Filter the listing below, copying every line in which the word "field" appears.

=== Begin Enclosure ===

PR #5505, opened 2026-05-13
POC(fixed-charges): feature skip plan override on units-only update

ancorcruz:
## Summary

- Reintroduce `subscription_fixed_charge_units_overrides` to record per-subscription units without cloning the plan (originally added in #4011, removed in #4318 and #4876 while waiting on the wider plan-override refactor).
- Branch `Subscriptions::UpdateOrOverrideFixedChargeService`: when the request only changes `units` (optionally with `apply_units_immediately`) **and** the subscription is not already on an overridden plan, write to the new table and skip the plan/fixed-charge override path. Any other field change, or a subscription already on an overridden plan, keeps the existing behaviour.
- Route `FixedChargeEvents::CreateService` through a new `FixedCharge#units_for(subscription)` accessor so emitted events carry the effective units.

## Background

Updating a fixed charge's units for one subscription today materialises a full plan override plus a fixed-charge override.

That's correct semantically but expensive in practice: organisations with many subscriptions on a shared plan accumulate one plan override per subscription, even though only `units` differs. This PoC offers a units-only fast path that avoids the plan override entirely while preserving the legacy path for any other field change.

## Out of scope for this PoC

Read sites still consume `fixed_charge.units` directly. They need to be switched to `fixed_charge.units_for(subscription)` in a follow-up before this can ship beyond PoC:
- `app/services/fees/fixed_charge_service.rb`
- `app/services/fees/build_pay_in_advance_fixed_charge_service.rb`
- `app/services/fees/init_from_adjusted_fixed_charge_fee_service.rb`
- `app/services/fixed_charge_events/aggregations/preview_aggregation_service.rb`

The scenario spec deliberately stops at the event level until those reads are wired.

### DIFF
--- a/app/controllers/api/v1/subscriptions/fixed_charges_controller.rb
+++ b/app/controllers/api/v1/subscriptions/fixed_charges_controller.rb
@@ -19,7 +19,8 @@ module Api
               ::V1::FixedChargeSerializer,
               collection_name: "fixed_charges",
               meta: pagination_metadata(fixed_charges),
-              includes: %i[taxes]
+              includes: %i[taxes],
+              subscription: subscription
             )
           )
         end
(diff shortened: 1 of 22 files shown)


ancorcruz:
POC closed.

=== End Enclosure ===

ANSWER SPACE:
- Branch `Subscriptions::UpdateOrOverrideFixedChargeService`: when the request only changes `units` (optionally with `apply_units_immediately`) **and** the subscription is not already on an overridden plan, write to the new table and skip the plan/fixed-charge override path. Any other field change, or a subscription already on an overridden plan, keeps the existing behaviour.
That's correct semantically but expensive in practice: organisations with many subscriptions on a shared plan accumulate one plan override per subscription, even though only `units` differs. This PoC offers a units-only fast path that avoids the plan override entirely while preserving the legacy path for any other field change.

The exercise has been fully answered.